What you are asked to do
Take the lines below between the one holding "This fix makes" and the one holding "Previously, the Ubuntu", inclusive, and copy them exactly. Add nothing.

──────── Listed entries

PR #1356, opened 2016-06-21
(FACT-1421) Add NO_BATCH_FILES option to cmake

McdonaldSeanp:
puppet-agent carries the batch files for all executables with the new move to
vanagon for windows projects, we will need an option to omit batch file
creation during installation of facter so there are not more than one set of
batch files. So this commit adds a NO_BATCH_FILES option for cmake that omits
those files.

This is a cherry-pick of https://github.com/puppetlabs/facter/pull/1334 to stable


geoffnichols:
👍

MikaelSmith:
👍

PR #1358, opened 2016-06-23
(FACT-1442) Fix regex used to validate windows username in acceptance tests

glennsarti:
Previously the windows acceptance test was expecting that the user is always
cyg_server, however this is not always true and can cause test failures even
when facter is operating correctly.  This commit changes the regular
expression used to validate the username to conform to Windows username
standards.

### DIFF
--- a/acceptance/tests/facts/windows.rb
+++ b/acceptance/tests/facts/windows.rb
@@ -88,8 +88,13 @@ agents.each do |agent|
   end
 
   step "Ensure the identity fact resolves as expected"
+  # Regular expression to validate the username from facter in the form of '<domain>\<username>'
+  # Reference - https://msdn.microsoft.com/en-us/library/bb726984.aspx
+  # - The domain name can be any character or empty
+  # - Must contain a backslash between the domain and username
+  # - Username must be at least one character and not contain the following charaters; " / \ [ ] : ; | = , + * ? < >
   expected_identity = {
-                        'identity.user'       => /.*\\cyg_server/,
+                        'identity.user'       => /.*\\[^\\\/\"\[\]:|<>+=;,?*@]+$/,
                         'identity.privileged' => 'true'
                       }
 


glennsarti:
I have verified this regular expression works by running beaker locally

acceptance/tests/facts/windows.rb
```diff
@@ -88,8 +88,13 @@
...
 
   step "Ensure the identity fact resolves as expected"
+  # Regular expression to validate the username from facter in the form of '<domain>\<username>'
+  # Reference - https://msdn.microsoft.com/en-us/library/bb726984.aspx
+  # - The domain name can be any character or empty
+  # - Must contain a backslash between the domain and username
+  # - Username must be at least one character and not contain the following charaters; " / \ [ ] : ; | = , + * ? < >
   expected_identity = {
-                        'identity.user'       => /.*\\cyg_server/,
+                        'identity.user'       => /.*\\[^\\\/\"\[\]:|<>+=;,?*@]+$/,
```
Iristyle: One thing you could do is call `net user` on the remote machine to get the list of accounts available.

Then you could ensure that the identity returns is one of those accounts.

We're almost to the point of this test not being super valuable... any comments from anyone else?

kylog:
Do we want this on stable?

glennsarti:
I did consider this, but we don't test Windows 10 in stable so it wasn't an issue.

acceptance/tests/facts/windows.rb
MikaelSmith: Noting it returns a value for the fact is still valuable; it'd be even better if we could verify it's the value we expect.

glennsarti: Given that the pipelines are red, I'd like to get this PR merged and then raise a ticket for changing the test to actually verify the content of the value coming from facter.

Iristyle: My bigger point was that `.*` is too lenient - sorry, I probably should have been more clear about that.  

You also match strings like:

* `foo\bar\baz` 
* `\\foo\\bar`
* `123!<>!@#$%^\\foo`

At least before we at least had `cyg_server` in there, so the `.*`, while it could accept junk, wasn't as bad.  Now the regex accepts a lot more stuff.

MikaelSmith: I'm ok with leaving it for a later ticket to match the actual value. It's pretty unlikely we'll get a value, but miss something because that regex was too broad.

PR #1360, opened 2016-06-23
(FACT-1395) Fix FFI load of ntoskrnl.exe

Iristyle:
- The ffi_lib call is failing under certain circumstances in testing
   - in particular, a failure has been observed on Windows 2008 x64
   running 32-bit Ruby 1.9.3 with Facter 1.9.5.

   Attempts to reproduce the problem have been unsuccessful, but in
   such cases, the error reported is:

   Could not open library 'ntoskrnl.exe':
   The specified module could not be found. (LoadError)

 - FFI supports a special loading mechanism that will access a
   currently loaded module.  Since Ruby always loads `ntoskrnl.exe`,
   this should remove any issues in FFI around finding modules based
   on searching load path, and should always use the correct
   bitness automatically.

### DIFF
--- a/lib/facter/util/windows/process.rb
+++ b/lib/facter/util/windows/process.rb
@@ -273,7 +273,7 @@ module Facter::Util::Windows::Process
   # NTSTATUS RtlGetVersion(
   #   _Out_ PRTL_OSVERSIONINFOW lpVersionInformation
   # );
-  ffi_lib 'ntoskrnl.exe'
+  ffi_lib [FFI::CURRENT_PROCESS, 'ntoskrnl.exe']
   attach_function :RtlGetVersion, [:pointer], :int32
 
   # C++ int is a signed 32-bit integer


Iristyle:
I still don't entirely understand why it can't find `ntoskrnl.exe` in some cases, but not sure it's worth chasing down given the fix here is short / sensible.

Iristyle:
@whopper / @MikaelSmith I believe that https://jenkins.puppetlabs.com/view/legacy_Facter/view/2.x/ verifies this as valid, particularly run #19 at https://jenkins.puppetlabs.com/view/legacy_Facter/view/2.x/job/legacy_facter_unit-windows_2.x/

kylog:
Funky. But thanks for running this down @Iristyle !!

Iristyle:
Note that the commit msg was slightly off - it reads `Facter 1.9.5` when it should read `FFI 1.9.5`

kylog:
Ah I missed that :(

PR #1368, opened 2016-06-30
(FACT-1449) Fix YAML external facts to respect string types.

peterhuene:
Facter was converting quoted scalars in YAML external fact files that could be
converted to integers, doubles, and booleans.  For example, 'true', '123', and
'123.456' would convert to boolean, integer, and double respectively, despite
being quoted in the YAML.

This fix makes use of a node's tag to determine if the scalar value in the YAML
was quoted (has a tag value of "!").  If the scalar was quoted, Facter does not
attempt to do a conversion and respects the fact that it is a string.


MikaelSmith:
👍

PR #1369, opened 2016-07-01
(FACT-1451) Use regex to match kernel versions in ubuntu fact test

whopper:
Previously, the Ubuntu kernel version test expected specific,
hardcoded kernel versions for each Ubuntu release. This caused
failures when our Ubuntu VM templates were updated, which caused
kernel version bumps. This commit updates the test to use a more
relaxed regex which only expects a specific major kernel version.

[skip ci]


whopper:
Successfully ran this against 12.04, 14.04, 15.10, and 16.04

Magisus:
Seems legit to me 👍

PR #1372, opened 2016-07-07
(FACT-1405) Fix network route parsing when "onlink" flag is present

ahenroid:


lib/src/facts/linux/networking_resolver.cc
```diff
@@ -142,6 +142,12 @@ namespace facter { namespace facts { namespace linux {
         auto parse_route_line = [&known_route_types](string& line, std::vector<route>& routes) {
             vector<boost::iterator_range<string::iterator>> parts;
             boost::split(parts, line, boost::is_space(), boost::token_compress_on);
+
+            // remove terminating "onlink" flag
+            std::string last_token(parts.back().begin(), parts.back().end());
+            if (last_token == "onlink")
```
branan: We should probably also look for "pervasive" (according to the manpage http://www.dsm.fordham.edu/cgi-bin/man-cgi.pl?topic=ip-route&ampsect=8, see the NHFLAGS line)

Other than that, I'm not sure if there are any other peculiarities of parsing the route format. It's probably not worth writing a full-blown parser unless we get more reports of issues with this simple one, though

lib/src/facts/linux/networking_resolver.cc
```diff
@@ -142,6 +142,17 @@ namespace facter { namespace facts { namespace linux {
         auto parse_route_line = [&known_route_types](string& line, std::vector<route>& routes) {
             vector<boost::iterator_range<string::iterator>> parts;
             boost::split(parts, line, boost::is_space(), boost::token_compress_on);
+
+            // remove trailing "onlink" or "pervasive" flags
+            for (;;) {
+                std::string last_token(parts.back().begin(),
+                                       parts.back().end());
+                if (last_token == "onlink" || last_token == "pervasive")
+                    parts = decltype(parts)(parts.begin(), parts.end() - 1);
```
branan: Can we just use `parts.erase(parts.end()-1)` here to avoid copying the entire list?

lib/src/facts/linux/networking_resolver.cc
```diff
@@ -142,6 +142,17 @@ namespace facter { namespace facts { namespace linux {
         auto parse_route_line = [&known_route_types](string& line, std::vector<route>& routes) {
             vector<boost::iterator_range<string::iterator>> parts;
             boost::split(parts, line, boost::is_space(), boost::token_compress_on);
+
+            // remove trailing "onlink" or "pervasive" flags
+            for (;;) {
+                std::string last_token(parts.back().begin(),
```
branan: I don't think we need to make a copy here, since we don't reference it after we do the erasure. `auto& last_token = parts.back()` should be fine, and will be cleaner code to boot

lib/src/facts/linux/networking_resolver.cc
```diff
@@ -142,6 +142,17 @@ namespace facter { namespace facts { namespace linux {
         auto parse_route_line = [&known_route_types](string& line, std::vector<route>& routes) {
             vector<boost::iterator_range<string::iterator>> parts;
             boost::split(parts, line, boost::is_space(), boost::token_compress_on);
+
+            // remove trailing "onlink" or "pervasive" flags
+            while (parts.size() > 0) {
```
MikaelSmith: I would've gone for something more like `boost::algorithm::trim_right_if(parts, [](string &s) { return s == "onlink" || s == "pervasive"; });`.

lib/src/facts/linux/networking_resolver.cc
```diff
@@ -142,6 +142,17 @@ namespace facter { namespace facts { namespace linux {
...
+                std::string last_token(parts.back().begin(),
+                                       parts.back().end());
+                if (last_token == "onlink" || last_token == "pervasive")
+                    parts.erase(parts.end() - 1);
```
MikaelSmith: This could be `pop_back`.

lib/src/facts/linux/networking_resolver.cc
```diff
@@ -142,6 +142,17 @@ namespace facter { namespace facts { namespace linux {
         auto parse_route_line = [&known_route_types](string& line, std::vector<route>& routes) {
             vector<boost::iterator_range<string::iterator>> parts;
             boost::split(parts, line, boost::is_space(), boost::token_compress_on);
+
+            // remove trailing "onlink" or "pervasive" flags
+            while (parts.size() > 0) {
+                std::string last_token(parts.back().begin(),
```
MikaelSmith: Could still use `auto last_token = parts.back()` here. It's automatically a reference because that's what `back()` returns.

PR #1741, opened 2018-08-29
(maint) Add back package:bootstrap and package:implode for compatibility

underscorgan:


mwaggett:
we don't need this anymore, now that the packaging-as-a-gem work is complete

PR #1744, opened 2018-09-05
(FACT-1415) Use RtlGetVersion to get the Windows OS version

ekinanp:
Previously, we would use the version for kernel32.dll as the OS
version. However, there were some uncertainties around whether
this was the best path forward.

Facter 2.x gets the OS version using the kernel call RtlGetVersion
from ntoskrnl.exe, which will return the correct versions of the
kernel. This commit modifies the Windows kernel resolver to also
use RtlGetVersion.

### DIFF
--- a/lib/src/facts/windows/kernel_resolver.cc
+++ b/lib/src/facts/windows/kernel_resolver.cc
@@ -1,60 +1,42 @@
+#include <leatherman/dynamic_library/dynamic_library.hpp>
 #include <internal/facts/windows/kernel_resolver.hpp>
-#include <leatherman/windows/system_error.hpp>
-#include <leatherman/windows/windows.hpp>
 #include <facter/facts/os.hpp>
 #include <leatherman/logging/logging.hpp>
+
 #include <boost/optional.hpp>
-#include <boost/algorithm/string/trim.hpp>
 #include <boost/format.hpp>
-#include <boost/nowide/convert.hpp>
+#include <windows.h>
+#include <ntstatus.h>
 
 using namespace std;
-using namespace leatherman::windows;
+using namespace leatherman::dynamic_library;
+using RtlGetVersionPtr = NTSTATUS (WINAPI *)(PRTL_OSVERSIONINFOW);
 
 namespace facter { namespace facts { namespace windows {
 
     static boost::optional<string> get_release()
     {
-        // GetVersionEx requires the manifest is correct, and is essentially deprecated.
-        // Another method of getting the OS version can be found at
-        // http://msdn.microsoft.com/en-us/library/windows/desktop/ms724429(v=vs.85).aspx
-        // and is what we use here.
-        auto fileName = L"Kernel32.dll";
-        auto fileVerSize = GetFileVersionInfoSizeW(fileName, nullptr);
-        if (fileVerSize == 0) {
-            return boost::none;
+        dynamic_library ntoskrnl;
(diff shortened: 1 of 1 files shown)


ekinanp:
Tested this out on Win-10 pro x86_64. The result (10.0.16299) matches what we previously got when using the kernel32.dll method. Also, note that Facter 2.x gets the version fact the same way -- https://github.com/puppetlabs/facter/blob/2.x/lib/facter/util/windows/process.rb#L137. I will run PR tests once the basic CI passes on all of our Windows platforms to be safe though.

lib/src/facts/windows/kernel_resolver.cc
```diff
@@ -1,60 +1,42 @@
...
     {
-        // GetVersionEx requires the manifest is correct, and is essentially deprecated.
-        // Another method of getting the OS version can be found at
-        // http://msdn.microsoft.com/en-us/library/windows/desktop/ms724429(v=vs.85).aspx
-        // and is what we use here.
-        auto fileName = L"Kernel32.dll";
-        auto fileVerSize = GetFileVersionInfoSizeW(fileName, nullptr);
-        if (fileVerSize == 0) {
-            return boost::none;
+        dynamic_library ntoskrnl;
```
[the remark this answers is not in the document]
ekinanp: Nevermind, I answered my own question. It looks like it marks the operation as having returned successfully even if it fails, so we can't log errors with it anymore. I updated the PR to add appropriate logging in the code.

ekinanp:
jenkins please test this on windows10ent-64a,windows10ent-32a,windows2008r2-64a,windows2012r2-64a,windows2012r2_ja-64a%7Blocale=ja%7D,windows2016-64a

ekinanp:
PR tests passed, this should be good to go.

lib/src/facts/windows/kernel_resolver.cc
```diff
@@ -1,60 +1,42 @@
...
-        wstring subBlock = str(boost::wformat(L"\\StringFileInfo\\%04x%04x\\ProductVersion")
-            % lpTranslate->wLanguage % lpTranslate->wCodePage);
-
-        wchar_t *version;
-        UINT versionLen;
-        if (!VerQueryValueW(buffer.data(), subBlock.c_str(), reinterpret_cast<LPVOID*>(&version), &versionLen)) {
-            return boost::none;
+        OSVERSIONINFOW versionInfo;
+        if (rtlGetVersion(&versionInfo) != STATUS_SUCCESS) {
+          LOG_DEBUG("failed to get the OS version info. from RtlGetVersion");
```
branan: I think the full spelling "information" will translate better?

lib/src/facts/windows/kernel_resolver.cc
```diff
@@ -1,60 +1,42 @@
...
+          return boost::none;
         }
 
-        vector<wchar_t> buffer(fileVerSize);
-        if (!GetFileVersionInfoW(fileName, 0, fileVerSize, buffer.data())) {
-            return boost::none;
+        auto rtlGetVersion = reinterpret_cast<RtlGetVersionPtr>(
+            ntoskrnl.find_symbol("RtlGetVersion"));
+        if (! rtlGetVersion) {
+          return boost::none;
```
branan: we should log a debug something here

lib/src/facts/windows/kernel_resolver.cc
ekinanp: Updated the PR with this change.

PR #1745, opened 2018-09-05
(FACT-1880) Ensure os.release.minor returns a value

ScottGarman:
New releases (e.g, SLES 15) return a VERSION_ID of a simple integer
without a point-release. Since a lot of code (e.g, versioncmp) may
depend on making use of os.release.minor, ensure that this fact at least
returns a '0' for theses cases rather than nothing.

### DIFF
--- a/lib/inc/internal/facts/linux/os_osrelease.hpp
+++ b/lib/inc/internal/facts/linux/os_osrelease.hpp
@@ -7,6 +7,7 @@
 #include <internal/facts/linux/os_linux.hpp>
 #include <facter/facts/os.hpp>
 #include <facter/facts/os_family.hpp>
+#include <boost/regex.hpp>
 #include <iostream>
 using namespace std;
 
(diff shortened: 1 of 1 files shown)


lib/inc/internal/facts/linux/os_osrelease.hpp
```diff
@@ -81,7 +82,17 @@ namespace facter { namespace facts { namespace linux {
         virtual std::string get_release(std::string const& name, std::string const& distro_release) const override
         {
             auto val = _release_info.find("VERSION_ID");
-            return (val != _release_info.end()) ? val->second : std::string();
+            if (val != _release_info.end()) {
+                string major, minor;
```
caseywilliams: These two variables look unused - otherwise this makes sense and looks fine to me

caseywilliams: Ah, and I believe this should be targeted at 3.11.x for agent 5.5.x

speedofdark: Nice catch, Casey.

ScottGarman:
@caseywilliams I removed the redundant variable declaration. As for targeting the wrong branch - I've already had the previous work merged to 3.9.x, and this fix impacts all platforms that parse /etc/os-release (including Cumulus and CoreOS), so I think this fix should still land here and get merged up - unless it's preferred to revert the work in 3.9.x instead.

PR #1748, opened 2018-09-18
(maint) Fix expected os_version fact to distinguish 2012 and 2012 R2

ekinanp:
Previously, the acceptance tests would assume that the os_version fact
resolved to '2012 R2' for both Windows 2012 and Windows 2012 R2. This is
incorrect because on Windows 2012, the os_version fact resolves to '2012'
instead, which is correct. This failure was not detected in the agent CI
pipelines because we only test with 2012 R2.

This commit fixes the expected os_version fact in the tests to correctly
distinguish between Windows 2012 and Windows 2012 R2. [no-promote]


ekinanp:
jenkins please test this on windows2012r2-64a,windows2012-64a

PR #1751, opened 2018-09-27
(FACT-1870) Redirect Ruby stdout to stderr for structured output

branan:
Previously, any output to `stdout` in a custom fact would be echoed to
the terminal as-is, since Facter did nothing special with its output
streams. This caused problems when outputting structured data (json or
yaml), since anything printed to stdout would end up in the structure,
possibly corrupting it.

Facter now redirects the Ruby interpreter's stdout to stderr when
resolving custom facts for structured output. This means that the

────────────────

Written solution
This fix makes use of a node's tag to determine if the scalar value in the YAML
was quoted (has a tag value of "!").  If the scalar was quoted, Facter does not
attempt to do a conversion and respects the fact that it is a string.


MikaelSmith:
👍

PR #1369, opened 2016-07-01
(FACT-1451) Use regex to match kernel versions in ubuntu fact test

whopper:
Previously, the Ubuntu kernel version test expected specific,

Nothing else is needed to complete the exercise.